## Description of the task
In the listing below, which lines contain the string "only"? Copy them all.

[Exercise data — start]

Issue #17451, opened 2023-07-19
[Packaging]: Unify the 2 different termux_error_exit.sh


truboxl:
### Problem description

I don't understand why there's 2 different `termux_error_exit.sh`. There should be a single `termux_error_exit.sh`. Any enhancement should be bring over to the old one, eg: the ability to write

1.
```
termux_error_exit "single line error message"
```

2.
```
termux_error_exit <<- EOL
multi-line 
error
message
EOL
```
It also doesn't help that one prefix `ERROR:` while the other doesn't which is inconsistent.

### What steps will reproduce the bug?

https://github.com/termux/termux-packages/blob/415144ca1b612da3a705b0ed9747562cff0060f5/scripts/build/termux_error_exit.sh#L1-L4

https://github.com/termux/termux-packages/blob/415144ca1b612da3a705b0ed9747562cff0060f5/scripts/updates/utils/termux_error_exit.sh#L1-L10

### What is the expected behavior?

Should be unified and bring the enhancement over.

### System information

n/a

twaik:
How exactly new version should behave? Should it append `ERROR: ` before arguments/stdin or we can omit it? Or probably we should print it when error text comes from arguments and omit it when error text comes from stdin?

TomJo2000:
- Closed in #26757

PR #26757, opened 2025-10-02
enhance(scripts): unify `termux_error_exit` into one implementation

TomJo2000:
<del>This takes the same approach as `scripts/bin/apt-compare-versions` which is a symlink to `../updates/utils/termux_pkg_is_update_needed.sh`.</del>

Since it's just one reference in `build-package.sh`, there's really no need for a symlink.

### DIFF
--- a/build-package.sh
+++ b/build-package.sh
@@ -424,7 +424,7 @@ fi
 # Check if the package is in the compiled list
 termux_check_package_in_built_packages_list() {
 	[[ ! -f "$TERMUX_BUILD_PACKAGE_CALL_BUILT_PACKAGES_LIST_FILE_PATH" ]] && \
-		termux_error_exit "ERROR: file '$TERMUX_BUILD_PACKAGE_CALL_BUILT_PACKAGES_LIST_FILE_PATH' not found."
+		termux_error_exit "file '$TERMUX_BUILD_PACKAGE_CALL_BUILT_PACKAGES_LIST_FILE_PATH' not found."
 	# slightly faster than `grep -q $word $file`
 	[[ " $(< "$TERMUX_BUILD_PACKAGE_CALL_BUILT_PACKAGES_LIST_FILE_PATH") " == *" $1 "* ]]
 	return $?
@@ -440,7 +440,7 @@ termux_add_package_to_built_packages_list() {
 # Check if the package is in the compiling list
 termux_check_package_in_building_packages_list() {
 	[[ ! -f "$TERMUX_BUILD_PACKAGE_CALL_BUILDING_PACKAGES_LIST_FILE_PATH" ]] && \
-		termux_error_exit "ERROR: file '$TERMUX_BUILD_PACKAGE_CALL_BUILDING_PACKAGES_LIST_FILE_PATH' not found."
+		termux_error_exit "file '$TERMUX_BUILD_PACKAGE_CALL_BUILDING_PACKAGES_LIST_FILE_PATH' not found."
 	# slightly faster than `grep -q $word $file`
 	[[ $'\n'"$(<"$TERMUX_BUILD_PACKAGE_CALL_BUILDING_PACKAGES_LIST_FILE_PATH")"$'\n' == *$'\n'"$1"$'\n'* ]]
 	return $?
--- a/disabled-packages/botan2/build.sh
+++ b/disabled-packages/botan2/build.sh
@@ -35,6 +35,6 @@ termux_step_configure() {
 termux_step_post_massage() {
 	local _GUARD_FILE="lib/libbotan-2.so"
 	if [ ! -e "${_GUARD_FILE}" ]; then
-		termux_error_exit "Error: file ${_GUARD_FILE} not found."
+		termux_error_exit "file ${_GUARD_FILE} not found."
 	fi
 }
--- a/disabled-packages/box86/build.sh
+++ b/disabled-packages/box86/build.sh
@@ -34,7 +34,7 @@ termux_pkg_auto_update() {
 
 	local latest_commit_date_tz=$(curl -s "https://api.github.com/repos/ptitSeb/box86/commits/${latest_commit}" | jq .commit.committer.date | sed -e 's|\"||g')
 	if [[ -z "${latest_commit_date_tz}" ]]; then
-		termux_error_exit "ERROR: Unable to get latest commit date info"
+		termux_error_exit "Unable to get latest commit date info"
 	fi
 
 	local latest_commit_date=$(echo "${latest_commit_date_tz}" | sed -e 's|\(.*\)T\(.*\)Z|\1|' -e 's|\-||g')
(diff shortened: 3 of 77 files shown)


robertkirkman (changes requested):
I have tested this, and in at least normal `build-package.sh` use-cases of `termux_error_exit()`, this is working. However, as I feared, as this is currently written, the exact printed message would be changed.

Before:

```
ERROR: Unsupported arch: aarch64
```

After:

```
Unsupported arch: aarch64
```

In my opinion, probably the form  with "`ERROR: `" prepended (the original way written for the `build-package.sh` `termux_error_exit()`)  should be preferred, at least for the case of when it is called from `build-package.sh`.

TomJo2000:
The version in `build/` prepends `ERROR: `
https://github.com/termux/termux-packages/blob/5168ff6fcc7c39eb551488ac78a17594aa1093c5/scripts/build/termux_error_exit.sh#L2

We should probably preserve that behavior.

robertkirkman:
If I were to write this, I would also avoid creating a symbolic link and instead rewrite the several references to `termux_error_exit.sh` in the repository to be redirected explicitly to a new location, like `scripts/utils/termux_error_exit.sh`, but I think MrAdityaAlok should be consulted to find out if they organized it the way it currently is for a specific reason, or not.

TomJo2000:
I was trying to do this with the minimum amount of effort possible so that I don't end up breaking prod by missing a reference to the old version.

robertkirkman:
There are only 5, they aren't hard to find.

image

TomJo2000:
Didn't realize it was that few, but I guess once it's sourced we're only referencing the function name.
In that case not having the symlink makes sense.

scripts/updates/utils/termux_error_exit.sh
```diff
@@ -1,10 +1,10 @@
 # shellcheck shell=bash
+
 termux_error_exit() {
-	if [ "$#" -eq 0 ]; then
-		# Read from stdin.
-		printf '%s\n' "$(cat)" >&2
-	else
-		printf '%s\n' "$*" >&2
+	if (( $# )); then
+		printf 'Error: %s\n' "$*"
```
robertkirkman: convention for most errors produced by `build-package.sh` is all caps:

https://github.com/termux/termux-packages/blob/5168ff6fcc7c39eb551488ac78a17594aa1093c5/scripts/build/termux_step_massage.sh#L331

Grimler91:
Thanks for taking the time to do this cleanup :) `scripts/build/termux_error_exit.sh` feels like a better location than `scripts/updates/utils/termux_error_exit.sh` to me, `scripts/updates/utils/` feels like it should contain things that are only used by the auto-update scripts. Could also move it to something like `scripts/build/utils/`. What do you all think?

robertkirkman:
I suggested `scripts/utils/termux_error_exit.sh` as a shared location, but Tomjo2000 appeared to prefer the location `scripts/updates/utils/termux_error_exit.sh`. The concern might have been about the strange formulation of the source statements in `termux_pkg_update_is_needed.sh`, which use `"${BASH_SOURCE[0]}"` (just a guess). Without getting into the details with too much of a huge text wall, I believe that those parts wouldn't be difficult for me to rewrite to use any other location, and can do so and provide the code if that's a concern.

truboxl:
The script is in scripts/build from the start. I do not agree with moving to another location. It should be update scripts that need to update the location.

robertkirkman:
> The script is in scripts/build from the start. I do not agree with moving to another location. It should be update scripts that need to update the location.

I agree also with making the update folder script use `scripts/build/termux_error_exit.sh` instead of `scripts/updates/utils/termux_error_exit.sh`.

TomJo2000:
I left it in `updates/` since that's the one that was getting unified, and we initially had a symlink to it for the one in `build/`, that's no longer the case so I'll move the script to `build/` and update the references accordingly.

TomJo2000:
> Could also move it to something like `scripts/build/utils/`. What do you all think?

It'd be the only script in there.
I think it's fine in `scripts/build/termux_error_exit.sh`, and if more scripts come up that could go in a `scripts/build/utils/` directory we can make that directory and move it again.

TomJo2000:
Moved it to `scripts/build/termux_error_exit.sh` now.
Also found two typos in `scripts/bin/update-packages` while doing that.

TomJo2000:
> The concern might have been about the strange formulation of the source statements in `termux_pkg_update_is_needed.sh`, which use `"${BASH_SOURCE[0]}"` (just a guess). Without getting into the details with too much of a huge text wall, I believe that those parts wouldn't be difficult for me to rewrite to use any other location, and can do so and provide the code if that's a concern.

Wasn't too bad.
Just had to give it the relative part from `scripts/updates/utils/` to `scripts/build`.
```bash
. "$(dirname "$(realpath "${BASH_SOURCE[0]}")")/../../build/termux_error_exit.sh"
# Which on my machine evaluates to:
# /home/tom/git/termux-packages-prs/scripts/updates/utils/../../build/termux_error_exit.sh
# Or more generally $GIT_ROOT/scripts/updates/utils/../../build/termux_error_exit.sh
```

truboxl:
The next step is to properly to deal with variants of `ERROR: ERROR: ` messages. Suggest edit the message directly instead of implement a check and correct the message feature.

Once done can help close #17451.

TomJo2000:
Got 26 matches for `rg -l 'termux_error_exit.*ERROR:' | wc -l`.
Looking into those now.

<h1><em></em></h1>  

We can also check if it starts with `[a-zA-Z]*:` and not add the `ERROR: ` prefix if it does but that'd be some extra work.

robertkirkman:
> > The concern might have been about the strange formulation of the source statements in `termux_pkg_update_is_needed.sh`, which use `"${BASH_SOURCE[0]}"` (just a guess). Without getting into the details with too much of a huge text wall, I believe that those parts wouldn't be difficult for me to rewrite to use any other location, and can do so and provide the code if that's a concern.
> 
> Wasn't too bad. Just had to give it the relative part from `scripts/updates/utils/` to `scripts/build`.
> 
> ```shell
> . "$(dirname "$(realpath "${BASH_SOURCE[0]}")")/../../build/termux_error_exit.sh"
> # Which on my machine evaluates to:
> # /home/tom/git/termux-packages-prs/scripts/updates/utils/../../build/termux_error_exit.sh
> # Or more generally $GIT_ROOT/scripts/updates/utils/../../build/termux_error_exit.sh
> ```

Your way is better than my original idea, good job.

TomJo2000:
> `$TERMUX_SCRIPTDIR` is available in this file, I was planning to use `$TERMUX_SCRIPTDIR` to locate `termux_error_exit.sh`, not `${BASH_SOURCE[0]}`.

I don't believe it would available if the script is called from `scripts/bin/apt-compare-versions`, since that calls it as a standalone script without the prior setup.
Making it a relative offset from the location of the actual script file is the least convoluted way I could come up with to handle it reliably.

TomJo2000:
I forgot to add a `%ci:no-build`.

truboxl:
Also check for case insensitive, for example:
https://github.com/termux/termux-packages/blob/669ba750b2bf4a2b5a5e144bead5e94113eb778c/scripts/build/get_source/termux_download_src_archive.sh#L5

TomJo2000:
> Also check for case insensitive, for example:
> 
> https://github.com/termux/termux-packages/blob/669ba750b2bf4a2b5a5e144bead5e94113eb778c/scripts/build/get_source/termux_download_src_archive.sh#L5

Added those cases now.

There are no cases for `termux_error_exit.*error:`.

TomJo2000:
If there's no further comments I think this is ready for merge.

PR #25266, opened 2025-07-05
Enhance (main/fastfetch) Add DE & WM Detection

Usinganame:
Builds with `XCB_RANDR`, `XRANDR`, and `XFCONF`. Also adds every file from `src/detection/displayserver/linux`
Also removes `src/detection/displayserver/displayserver_android.c` 

I tried to get this [merged upstream](https://github.com/fastfetch-cli/fastfetch/pull/1835), but the PR was closed.

PR #26770, opened 2025-10-04
fix(main/fastfetch): disable `statx` system call

Maxython:
close https://github.com/termux-pacman/termux-packages/issues/227

### DIFF
--- a/packages/fastfetch/build.sh
+++ b/packages/fastfetch/build.sh
@@ -3,6 +3,7 @@ TERMUX_PKG_DESCRIPTION="A maintained, feature-rich and performance oriented, neo
 TERMUX_PKG_LICENSE="MIT"
 TERMUX_PKG_MAINTAINER="@termux"
 TERMUX_PKG_VERSION="2.53.0"
+TERMUX_PKG_REVISION=1
 TERMUX_PKG_SRCURL=https://github.com/fastfetch-cli/fastfetch/archive/refs/tags/${TERMUX_PKG_VERSION}.tar.gz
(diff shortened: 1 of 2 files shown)


robertkirkman:
@Maxython @TomJo2000 @CarterLi has historically instructed **do not** do this, but you did not get the memo. CarterLi, if this happening is very bad, please inform Maxython and TomJo2000 of the fastfetch policy. If this is an exception and in this case it's OK, you can also explain that.

TomJo2000:
This is a compatibility fix for phones running Kernels older than 4.11, that thus do not have a `statx()` implementation.

It does not introduce additional features, it just fixes a crash on older devices.
I think this is an acceptable patch that doesn't impact the functionality of the package.
If @CarterLi feels that it crosses that line we can of course work with upstream on a more permanent solution.

But all this is doing is manually disabling `statx` support since it isn't supported on older devices.
Would we be having a discussion about this if it was disabled via a compiler flag instead, or is the issue that this is a patch to the upstream include check code?

robertkirkman:
The problem I am worried about is not a technical problem, it is related to crew resource management and conflict resolution. I have taken this statement literally and extrapolated it universally to the concept of _all_ downstream patching of `fastfetch`:

image

https://github.com/termux/termux-packages/pull/25266#issuecomment-3039527045

If CarterLi has further clarification on the policy of downstream patching of fastfetch, they can explain it more clearly and resolve the confusion.

CarterLi:
It's ok to backport bug fixes.

Issue #26687, opened 2025-09-26
Auto update failing for python-onnxruntime


termuxbot2:
Hi, I'm Termux 🤖.

I'm here to help you update your Termux packages.

I've tried to update the [python-onnxruntime](https://github.com/termux/termux-packages/blob/2fb2496635e1739604dd02d2e324d1e27525d023/packages/python-onnxruntime) package, but it failed.

Here's the output of the update script:
<details>
<summary>Show log</summary>
<pre lang="console">
INFO: Updating python-onnxruntime [Current version: 1.22.2]
INFO: package being updated to 1.23.0.
INFO: Trying to build package.
INFO: Package python-onnxruntime exists in main repo.
Running container 'termux-package-builder' from image 'ghcr.io/termux/package-builder'...
termux - building python-onnxruntime for arch aarch64...
::group::INFO: Fetching repo metadata
[packages-cf.termux.dev-apt-termux-main]: Downloading https://packages-cf.termux.dev/apt/termux-main/dists/stable/Release
[packages-cf.termux.dev-apt-termux-main]:   % Total    % Received % Xferd  Average Speed   Time    Time     Time  Current
[packages-cf.termux.dev-apt-termux-main]:                                  Dload  Upload   Total   Spent    Left  Speed
[packages-cf.termux.dev-apt-termux-main]: 
[packages-cf.termux.dev-apt-termux-main]:   0     0    0     0    0     0      0      0 --:--:-- --:--:-- --:--:--     0
[packages-cf.termux.dev-apt-termux-main]: 100 13134  100 13134    0     0   169k      0 --:--:-- --:--:-- --:--:--  171k
[packages-cf.termux.dev-apt-termux-main]: Downloading https://packages-cf.termux.dev/apt/termux-main/dists/stable/Release.gpg
[packages-cf.termux.dev-apt-termux-main]:   % Total    % Received % Xferd  Average Speed   Time    Time     Time  Current
[packages-cf.termux.dev-apt-termux-main]:                                  Dload  Upload   Total   Spent    Left  Speed
[packages-cf.termux.dev-apt-termux-main]: 
[packages-cf.termux.dev-apt-termux-main]:   0     0    0     0    0     0      0      0 --:--:-- --:--:-- --:--:--     0
[packages-cf.termux.dev-apt-termux-main]: 100   833  100   833    0     0  14619      0 --:--:-- --:--:-- --:--:-- 14875
[...]

PR #26793, opened 2025-10-06
bump(main/python-onnxruntime): 1.23

pranav10780:


pranav10780:
https://github.com/termux/termux-packages/issues/26687

TomJo2000:
- In regards to what happened with #26687

Please make sure to update your PRs via `git rebase`, not `git merge.`.
Merge commits mess with the CI and clutter up the branch history.

If you are using the web UI, it's available in the drop down.
image
<sup>We can't disable update via merge commit unfortunately so we make it throw a CI error.</sup>

<h1><em></em></h1> 

If you are updating your PR via the commandline, first off it's probably a good idea to make a separate development branch for your PR so it isn't forced to keep up with `master` at all times.
Let's call the branch `onnx` in this example
```bash
# Start working on your PR on your new branch.
git switch -c onnx
# make some changes, commit and push them.
git add packages/python-onnxruntime
git commit
git push

### Now if you wanna update this branch against a newer state of the `master branch`
# you can add an `upstream` remote via
git remote add upstream https://github.com/termux/termux-packages.git
# Then switch to the `master` branch
git switch master
# Pull the changes from upstream master
git pull upstream master
# switch back to your branch
git switch onnx
# rebase it against master
git rebase master
# You can check that all your commits are there with
git log master..
# In case the rebase went wrong you can revert to the previous state with
git reset --hard ORIG_HEAD
# If all is good, you need to force push the branch
# since the starting point, and thus the git history has changed from the rebase
git push --force-with-lease --force-if-includes
# git push --force would be enough, but using those two
# ensures you're not overwriting newer state on the branch you are pushing to
```

packages/python-onnxruntime/0003-build-providers.patch
```diff
@@ -1,20 +1,11 @@
...
++++ onnxruntime-1.23.0.mod/cmake/onnxruntime_providers_cpu.cmake	2025-10-06 17:52:41.714720539 +0530
+@@ -209,7 +209,6 @@
  
  if (NOT onnxruntime_MINIMAL_BUILD AND NOT onnxruntime_EXTENDED_MINIMAL_BUILD
                                    AND NOT ${CMAKE_SYSTEM_NAME} MATCHES "Darwin|iOS|visionOS|tvOS"
 -                                  AND NOT CMAKE_SYSTEM_NAME STREQUAL "Android"
                                    AND NOT CMAKE_SYSTEM_NAME STREQUAL "Emscripten")
    file(GLOB onnxruntime_providers_shared_cc_srcs CONFIGURE_DEPENDS
    "${ONNXRUNTIME_ROOT}/core/providers/shared/*.h"
---- a/cmake/onnxruntime_python.cmake
```
licy183, line 11: IIRC without this no providers will be loaded in the python if `onnxruntime_providers_shared` is not copied to the target directory. Have you confirmed that installing `onnxruntime_providers_shared` is not necessary?

packages/python-onnxruntime/0002-use-system-protobuf.patch
```diff
@@ -1,6 +1,7 @@
---- a/cmake/external/onnxruntime_external_deps.cmake
-+++ b/cmake/external/onnxruntime_external_deps.cmake
-@@ -201,15 +201,7 @@
+diff -uNr onnxruntime-1.23.0/cmake/external/onnxruntime_external_deps.cmake onnxruntime-1.23.0.mod/cmake/external/onnxruntime_external_deps.cmake
```
licy183, line 1: Nitpick: Updating this patch is not necessary. To reduce the diff between different commits, it seems better to not updating this patch.

packages/python-onnxruntime/build.sh
```diff
@@ -2,9 +2,10 @@ TERMUX_PKG_HOMEPAGE=https://onnxruntime.ai/
 TERMUX_PKG_DESCRIPTION="Cross-platform, high performance ML inferencing and training accelerator"
 TERMUX_PKG_LICENSE="MIT"
 TERMUX_PKG_MAINTAINER="@termux"
-TERMUX_PKG_VERSION="1.22.2"
+TERMUX_PKG_VERSION="1.23.0"
 TERMUX_PKG_REVISION=4
-TERMUX_PKG_SRCURL=git+https://github.com/microsoft/onnxruntime
```
licy183, line 7: IIRC `onnxruntime` tries to get the Python package version from the git tag name. Have you confirmed that this change will not break the installed version of Python package?

packages/python-onnxruntime/build.sh
```diff
@@ -37,7 +40,7 @@ termux_step_pre_configure() {
 	termux_step_configure_cmake
 	TERMUX_PKG_SRCDIR="$TERMUX_PKG_SRCDIR_SAVE"
 
-	cmake --build .
+	cmake --build . -j4
```
licy183, line 43:
```suggestion
	cmake --build . -j $TERMUX_PKG_MAKE_PROCESSES
```

packages/python-onnxruntime/build.sh
pranav10780: no i wasn't able to work with git+https

PR #30362, opened 2026-06-28
Add receive-scriptssoftwarelnc package

ScriptsSoftware:
Adds the receive-scriptssoftwarelnc package for Termux.

Features:
- Express data receiver
- Receive JSON data through API
- Node.js package

PR #30379, opened 2026-06-29
Add fluter-nix package

ScriptsSoftware:
Add fluter-nix HTTP client package for Termux.


TomJo2000:
We still do not package personal projects in this repository.
You have been previously told so in #30362, that hasn't changed.

PR #30400, opened 2026-07-03
enhance(main/libbullet): enable `USE_DOUBLE_PRECISION`

robertkirkman:


robertkirkman:
This will not be continued unless the person who needs it, Xarope Trulio xarope4 Franco-Canadense, needs it again more than one time in a row, since there is potentially a performance problem related to 32-bit targets with this, so it would need to be enabled only for 64-bit targets.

[Exercise data — finish]

## Task output
There are only 5, they aren't hard to find.
Didn't realize it was that few, but I guess once it's sourced we're only referencing the function name.
Thanks for taking the time to do this cleanup :) `scripts/build/termux_error_exit.sh` feels like a better location than `scripts/updates/utils/termux_error_exit.sh` to me, `scripts/updates/utils/` feels like it should contain things that are only used by the auto-update scripts. Could also move it to something like `scripts/build/utils/`. What do you all think?
It'd be the only script in there.
This will not be continued unless the person who needs it, Xarope Trulio xarope4 Franco-Canadense, needs it again more than one time in a row, since there is potentially a performance problem related to 32-bit targets with this, so it would need to be enabled only for 64-bit targets.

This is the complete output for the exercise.